Tyrone Corbin spent 23 NBA seasons as a player, front-office executive and assistant coach preparing for this moment.

And yet, none of it could fully prepare him for this.

Like former Timberwolves teammates Sam Mitchell, Scott Brooks and Sidney Lowe before him, Corbin has ascended from a playing career that beat the odds to become an NBA head coach.

His time came last month, when Jerry Sloan abruptly walked away as Utah's coach after 23 seasons on the job and Corbin stepped forth after seven seasons as Sloan's assistant.

Just days later, the Jazz traded All-Star point guard Deron Williams.

Corbin was asked if he ever could have imagined three or six months ago such change to a franchise that was among the league's most stable.

"I wouldn't have the day before it happened," he said. "Things were going along pretty good. We lost a few games. We weren't playing as well as we could have, but you go through spurts like that during the course of a year. Fortunate or unfortunate, Coach [Sloan] decided to do something different and I was there.

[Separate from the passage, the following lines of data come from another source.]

PR #344, opened 2024-12-14
Workaround broken PCIe speeds on Intel Arc

Steve-Tech:
Hi again,

Intel Arc Alchemist has a weird (hardware?) bug, where the card and one of it's two PCIe bridges report their link speed as PCIe 1.0 x1, this PR implements a workaround to get the correct speed from it's first PCIe bridge.

e.g. `lspci -tv`:
```
-[0000:00]-+-01.1-[01-04]----00.0-[02-04]--+-01.0-[03]----00.0  Intel Corporation DG2 [Arc A770]
                                           \-04.0-[04]----00.0  Intel Corporation DG2 Audio Controller
             ^ Correct       ^ Incorrect     ^ Incorrect
```

I have checked a few probes on the [Linux Hardware Database](https://linux-hardware.org/) to verify whether it's just my system or card, and it's not. There is also a [bug report](https://community.intel.com/t5/Graphics/Intel-Arc-A770-PCIe-Speed-2-5GT-s-Width-x1/m-p/1455448) on Intel's website with some info.

I have no idea if this is fixed in Battlemage.

I've also added Intel to the libdrm detection in `src/CMakeLists.txt`, and moved AMDGPU and MSM support checks out of the libdrm detection block since `FATAL_ERROR` will cause CMake will exit anyway. I hope this is okay.

Thanks,
Steve

### DIFF
--- a/src/CMakeLists.txt
+++ b/src/CMakeLists.txt
@@ -74,26 +74,27 @@ if(AMDGPU_SUPPORT OR INTEL_SUPPORT OR V3D_SUPPORT)
   target_sources(nvtop PRIVATE device_discovery_linux.c)
 endif()
 
-if(AMDGPU_SUPPORT OR MSM_SUPPORT OR PANFROST_SUPPORT OR PANTHOR_SUPPORT)
+if(AMDGPU_SUPPORT OR INTEL_SUPPORT OR MSM_SUPPORT OR PANFROST_SUPPORT OR PANTHOR_SUPPORT)
   # Search for libdrm for AMDGPU support
   find_package(Libdrm)
 
   if(Libdrm_FOUND)
     message(STATUS "Found libdrm; Enabling support")
     target_include_directories(nvtop PRIVATE ${Libdrm_INCLUDE_DIRS})
-    if (AMDGPU_SUPPORT)
-      target_sources(nvtop PRIVATE extract_gpuinfo_amdgpu.c)
-      target_sources(nvtop PRIVATE extract_gpuinfo_amdgpu_utils.c)
-    endif()
-
-    if (MSM_SUPPORT)
-      target_sources(nvtop PRIVATE extract_gpuinfo_msm.c)
-      target_sources(nvtop PRIVATE extract_gpuinfo_msm_utils.c)
-    endif()
-
   else()
-    message(FATAL_ERROR "libdrm not found; This library is required for AMDGPU and MSM support")
+    message(FATAL_ERROR "libdrm not found; This library is required for AMDGPU, INTEL, MSM, PANFROST and PANTHOR support")
+    # CMake will exit if libdrm is not found
   endif()
+endif()
+
+if (AMDGPU_SUPPORT)
+  target_sources(nvtop PRIVATE extract_gpuinfo_amdgpu.c)
+  target_sources(nvtop PRIVATE extract_gpuinfo_amdgpu_utils.c)
+endif()
+
+if (MSM_SUPPORT)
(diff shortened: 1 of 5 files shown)


Syllo:
Sounds reasonable, but I'd rather only enable this for the Alchemist devices (ARC) devices for now.

Looking at [Intel's hardware table](https://dgpu-docs.intel.com/devices/hardware-table.html) it seems that all the ARC PCI IDs starts with "0x56" so doing a check like `if (dev_id & 0xff00 == 0x5600)` before entering your workaround would be better imho.

Steve-Tech:
Yeah good point, it also looks like the PCI bridges are usually '4fa0' and '4fa4', so I can check those too. I'll definitely implement this sometime after next week!

Steve-Tech:
I found a [probe of an ARC B580](https://linux-hardware.org/?probe=aa2af1b2d7&log=lspci_all), and it seems like it has the same PCI topology and issue as the Alchemist cards; meaning this is not fixed in Battlemage.

stolk:
Thank you for making this fix.
I was wondering why nvtop would display something different from what lspci -vvv gave me.

But I still wonder why my Gen5 slot and Gen5 Arc B70 are still used as Gen4, though.
In my BIOS I changed the slot from Auto to Gen5, but still get:

```
$ sudo lspci -tv
-[0000:00]-+-00.0  Intel Corporation Raptor Lake-S 8+12 - Host Bridge/DRAM Controller
           +-01.0-[01-04]----00.0-[02-04]--+-01.0-[03]----00.0  Intel Corporation Battlemage G31 [Intel Graphics]
           |                               \-02.0-[04]----00.0  Intel Corporation Device e2f7
```

And the link status gives:

```
$ sudo lspci -s 01:00 -vvv | grep LnkSta:
		LnkSta:	Speed 16GT/s, Width x16
$ sudo lspci -s 03:00 -vvv | grep LnkSta:
		LnkSta:	Speed 2.5GT/s, Width x1
```

LnkCap on the bridge is reported as Gen4, which does not match my BIOS setting. Maybe the card failed to negotiate the Gen5?

Steve-Tech:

"They felt comfortable enough in me to give me an opportunity to do it. I'm happy to be here."

In one moment, he replaced the most tenured coach in professional sports.

In almost the next, he lost a transformational point guard in a preemptive strike of a trade that sent Williams to New Jersey for Derrick Favors, Devin Harris and two first-round picks.

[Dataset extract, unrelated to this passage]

PR #349, opened 2024-12-24
Fixed typo on cmake command. Added note about building for Apple Silicon

deanwampler:
The `cmake` command needs `../..`, not `..`.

Strange how quickly things can change ...

Torn apart and thrust back together by a coaching change and monumental trade and beset by a rash of injuries, the Jazz has struggled. Utah is 5-10 since Sloan retired and now is chasing Memphis for the Western Conference's final playoff spot.

"It's been difficult, it's been difficult for everyone involved," Corbin said. "But the games are still going on. We're all professional. We're paid to play. We're paid to coach, so we got to figure it out and figure it out on the run. We can't feel sorry for ourselves. I can't feel sorry for myself. I can't allow the players to feel sorry for themselves because we made changes in the middle of the run here.

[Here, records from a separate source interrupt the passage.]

Issue #352, opened 2025-01-14
No encoding/decoding info with AMD RX 7700 XT, Linux 6.12.8


davidebeatrici:
![](https://github.com/user-attachments/assets/d3da896a-78e3-4da2-80fa-baf244109838)

davidebeatrici:
Yep:

![](https://github.com/user-attachments/assets/e921099d-eb0f-412c-ae7c-4abfa02b5568)
![](https://github.com/user-attachments/assets/f019af62-da8d-4c38-8d3e-b9f4cef9ab48)

Steve-Tech:
Hi @davidebeatrici, I think I've found the issue, would you be able to test my [amd-enc branch](https://github.com/Steve-Tech/nvtop/tree/amd-enc)?

Steve-Tech:
Thanks for testing, sorry I don't know what the issue might be then.

davidebeatrici:
Please note that when forcing `ENC/DEC` to be shown, the percentage stays at 0%.

Steve-Tech:
Ahh cool, but still not for encoding?

Syllo:
I'm seeing something similar when using [sunshine](https://github.com/LizardByte/Sunshine) to screen-cast the screen to an Apple TV with an RX 6800XT.

I don't see any encoding reported by the AMDGPU driver, however it's using vaapi for sure since it's not being encoded on the CPU!

When using ffmpeg to encode a video I see the encoder utilization though!

I don't know, it may be an AMDGPU driver bug that does not report encoder usage in some cases?

PR #353, opened 2025-01-16
Fix shared encode/decode not being displayed on AMD

Steve-Tech:
Hi,

The UI only shows the decode usage when `encode_decode_shared` is true but amdgpu will only use the encode usage field when it is shared, causing nvtop to never show any usage. I've now made it save the usage to the decode usage field when it's shared.
#352 seems related, but seemingly not solved.

I also made the ENC/DEC field longer, so that there's a proper usage bar and `100%` doesn't look bad.
Before:
image
After:
image

Thanks,
Steve

### DIFF
--- a/include/nvtop/interface_internal_common.h
+++ b/include/nvtop/interface_internal_common.h
@@ -59,6 +59,7 @@ struct device_window {
   WINDOW *mem_util_no_enc_and_dec;
   WINDOW *encode_util;
   WINDOW *decode_util;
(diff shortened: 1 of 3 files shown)


Syllo:
Thank you!

I remember it used to advertise the shared decode/encode as decode but it could have changed with a kernel version or newer GPUs …
Adding both metrics will hopefully work for both cases 😅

"It's difficult, I understand. It's emotional, I understand that, too. But we got to play."

It's no easy path. Neither was Corbin's journey through the NBA, from second-round pick by San Antonio in 1985 to an expansion draft selection by the Wolves in 1989.

In all, he played for nine different teams in 15 seasons. He played alongside Mitchell, Lowe and Brooks, among many others, for 2 1/2 seasons in Minnesota before he was traded to Utah for Thurl Bailey.

The Wolves won 51 games in those first two seasons under coach Bill Musselman. Scott Roth, Doug West and Tod Murphy from those teams also went on to coaching careers in the NBA or college.

"We were all guys who knew the game, who had to work for everything we got in the league, who understood the game and had to fill a lot of different roles on different teams," Corbin said. "It prepared all of us. Muss did good."